Exercise prompt: Output, without alteration, the first line of the entries and each line after it, stopping with the line that contains "This lets it".

Stored data
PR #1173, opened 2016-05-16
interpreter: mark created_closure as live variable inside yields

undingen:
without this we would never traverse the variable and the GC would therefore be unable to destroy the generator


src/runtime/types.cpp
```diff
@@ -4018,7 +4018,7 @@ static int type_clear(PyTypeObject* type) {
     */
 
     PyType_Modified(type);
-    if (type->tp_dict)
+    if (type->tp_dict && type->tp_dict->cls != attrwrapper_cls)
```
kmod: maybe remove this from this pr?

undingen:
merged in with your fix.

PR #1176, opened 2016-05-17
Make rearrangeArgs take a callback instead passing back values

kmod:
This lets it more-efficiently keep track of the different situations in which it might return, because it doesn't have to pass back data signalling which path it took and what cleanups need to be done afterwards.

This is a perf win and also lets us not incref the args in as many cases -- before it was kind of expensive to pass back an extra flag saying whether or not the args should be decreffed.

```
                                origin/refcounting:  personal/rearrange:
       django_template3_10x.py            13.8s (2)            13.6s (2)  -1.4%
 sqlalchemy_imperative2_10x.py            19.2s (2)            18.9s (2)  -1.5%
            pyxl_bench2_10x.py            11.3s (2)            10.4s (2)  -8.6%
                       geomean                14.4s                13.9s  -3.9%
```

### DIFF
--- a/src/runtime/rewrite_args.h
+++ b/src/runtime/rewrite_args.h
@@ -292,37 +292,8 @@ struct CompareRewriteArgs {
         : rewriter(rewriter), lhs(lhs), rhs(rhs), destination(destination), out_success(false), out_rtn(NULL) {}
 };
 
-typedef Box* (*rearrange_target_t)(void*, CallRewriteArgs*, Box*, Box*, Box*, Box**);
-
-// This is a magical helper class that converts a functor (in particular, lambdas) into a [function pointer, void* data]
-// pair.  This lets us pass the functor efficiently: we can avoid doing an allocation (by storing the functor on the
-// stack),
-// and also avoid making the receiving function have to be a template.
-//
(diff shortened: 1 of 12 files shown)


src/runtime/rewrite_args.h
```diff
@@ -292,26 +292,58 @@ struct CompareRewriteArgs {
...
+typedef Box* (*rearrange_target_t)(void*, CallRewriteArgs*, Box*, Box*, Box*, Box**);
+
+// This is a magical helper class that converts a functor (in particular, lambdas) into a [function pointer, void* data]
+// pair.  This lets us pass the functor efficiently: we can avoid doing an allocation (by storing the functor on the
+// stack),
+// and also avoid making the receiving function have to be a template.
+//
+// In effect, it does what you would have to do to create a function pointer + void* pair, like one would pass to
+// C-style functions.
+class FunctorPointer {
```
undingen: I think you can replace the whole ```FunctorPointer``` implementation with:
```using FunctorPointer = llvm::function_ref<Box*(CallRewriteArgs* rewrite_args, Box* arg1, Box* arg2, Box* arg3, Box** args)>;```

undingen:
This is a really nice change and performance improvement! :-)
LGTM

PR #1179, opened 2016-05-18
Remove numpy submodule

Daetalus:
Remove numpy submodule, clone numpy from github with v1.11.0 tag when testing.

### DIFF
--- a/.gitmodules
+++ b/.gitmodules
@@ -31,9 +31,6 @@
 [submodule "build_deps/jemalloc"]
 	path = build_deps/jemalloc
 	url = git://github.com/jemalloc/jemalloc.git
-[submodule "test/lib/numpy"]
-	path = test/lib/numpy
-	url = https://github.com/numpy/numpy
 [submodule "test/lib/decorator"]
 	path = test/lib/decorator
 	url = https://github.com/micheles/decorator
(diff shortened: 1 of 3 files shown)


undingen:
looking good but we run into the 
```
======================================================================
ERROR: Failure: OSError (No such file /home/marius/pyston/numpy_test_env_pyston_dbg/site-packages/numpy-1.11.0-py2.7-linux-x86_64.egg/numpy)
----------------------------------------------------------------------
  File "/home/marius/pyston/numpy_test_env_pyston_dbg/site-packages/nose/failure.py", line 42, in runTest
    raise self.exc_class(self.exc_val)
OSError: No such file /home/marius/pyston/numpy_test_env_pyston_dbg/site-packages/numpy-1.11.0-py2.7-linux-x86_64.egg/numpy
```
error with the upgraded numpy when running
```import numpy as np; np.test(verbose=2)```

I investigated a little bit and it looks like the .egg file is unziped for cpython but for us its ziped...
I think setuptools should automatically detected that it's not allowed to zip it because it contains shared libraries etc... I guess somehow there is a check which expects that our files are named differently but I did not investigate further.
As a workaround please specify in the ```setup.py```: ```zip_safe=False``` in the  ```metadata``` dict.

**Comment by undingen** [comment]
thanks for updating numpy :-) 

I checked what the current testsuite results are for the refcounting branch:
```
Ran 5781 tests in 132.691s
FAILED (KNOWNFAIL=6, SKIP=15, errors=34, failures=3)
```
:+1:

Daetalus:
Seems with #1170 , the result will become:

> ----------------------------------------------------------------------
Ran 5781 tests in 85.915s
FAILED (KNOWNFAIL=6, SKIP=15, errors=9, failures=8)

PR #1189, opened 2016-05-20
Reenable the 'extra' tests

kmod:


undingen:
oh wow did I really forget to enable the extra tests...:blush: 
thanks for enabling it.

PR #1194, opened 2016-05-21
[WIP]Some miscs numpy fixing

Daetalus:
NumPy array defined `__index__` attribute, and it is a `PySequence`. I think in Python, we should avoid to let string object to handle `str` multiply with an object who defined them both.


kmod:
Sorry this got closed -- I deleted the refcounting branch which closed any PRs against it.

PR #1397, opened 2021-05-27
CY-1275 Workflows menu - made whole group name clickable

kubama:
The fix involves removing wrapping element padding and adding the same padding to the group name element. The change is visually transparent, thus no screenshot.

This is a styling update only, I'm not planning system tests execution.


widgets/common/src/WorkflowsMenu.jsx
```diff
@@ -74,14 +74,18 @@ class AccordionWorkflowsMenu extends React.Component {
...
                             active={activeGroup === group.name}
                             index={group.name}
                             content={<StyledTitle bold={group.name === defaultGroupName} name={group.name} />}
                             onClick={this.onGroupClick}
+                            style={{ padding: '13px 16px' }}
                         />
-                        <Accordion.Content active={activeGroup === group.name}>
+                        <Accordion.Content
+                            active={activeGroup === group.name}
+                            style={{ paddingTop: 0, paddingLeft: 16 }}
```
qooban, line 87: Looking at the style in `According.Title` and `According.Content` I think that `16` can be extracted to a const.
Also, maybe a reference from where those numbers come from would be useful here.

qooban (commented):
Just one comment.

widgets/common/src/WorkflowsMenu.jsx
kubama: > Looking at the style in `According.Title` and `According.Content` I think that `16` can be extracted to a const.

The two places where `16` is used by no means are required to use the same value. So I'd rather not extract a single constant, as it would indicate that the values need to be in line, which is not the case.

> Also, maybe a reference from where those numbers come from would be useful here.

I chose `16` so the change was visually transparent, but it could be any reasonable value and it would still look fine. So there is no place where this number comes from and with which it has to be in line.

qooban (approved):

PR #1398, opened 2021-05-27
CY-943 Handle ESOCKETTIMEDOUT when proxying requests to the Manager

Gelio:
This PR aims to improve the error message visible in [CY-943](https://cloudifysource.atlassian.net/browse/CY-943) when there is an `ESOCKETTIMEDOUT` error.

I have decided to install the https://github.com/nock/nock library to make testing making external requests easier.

Worked solution:
PR #1173, opened 2016-05-16
interpreter: mark created_closure as live variable inside yields

undingen:
without this we would never traverse the variable and the GC would therefore be unable to destroy the generator


src/runtime/types.cpp
```diff
@@ -4018,7 +4018,7 @@ static int type_clear(PyTypeObject* type) {
     */
 
     PyType_Modified(type);
-    if (type->tp_dict)
+    if (type->tp_dict && type->tp_dict->cls != attrwrapper_cls)
```
kmod: maybe remove this from this pr?

undingen:
merged in with your fix.

PR #1176, opened 2016-05-17
Make rearrangeArgs take a callback instead passing back values

kmod:
This lets it more-efficiently keep track of the different situations in which it might return, because it doesn't have to pass back data signalling which path it took and what cleanups need to be done afterwards.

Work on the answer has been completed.